Starting at the first line and ending at the last, output the data exactly.

--

PR #797, opened 2023-02-14
Use PointerEventPath with shouldRedact:false when inserting text

berikv:
## Proposed Changes

Use PointerEventPath instead of `_XCT_sendString`.
PointerEventPath allows to set `shouldRedact:false`, which disables autocorrect on the input.
A quick test shows that a frequency of 60 characters / second is no issue.

## Testing

Ran several flows with text input

## Issues Fixed

* Long text inputs time out because the typing frequency is too slow
* autocorrect corrects the text from inputText, causing flows to fail unexpectedly


dmitry-zaitsev (approved):

artem888 (approved):
🔝

berikv:
Ran a test suite with > 10 customer flows, no errors on text input.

--

### REPLY
PR #797, opened 2023-02-14
Use PointerEventPath with shouldRedact:false when inserting text

berikv:
## Proposed Changes

Use PointerEventPath instead of `_XCT_sendString`.
PointerEventPath allows to set `shouldRedact:false`, which disables autocorrect on the input.
A quick test shows that a frequency of 60 characters / second is no issue.

## Testing

Ran several flows with text input

## Issues Fixed

* Long text inputs time out because the typing frequency is too slow
* autocorrect corrects the text from inputText, causing flows to fail unexpectedly


dmitry-zaitsev (approved):

artem888 (approved):
🔝

berikv:
Ran a test suite with > 10 customer flows, no errors on text input.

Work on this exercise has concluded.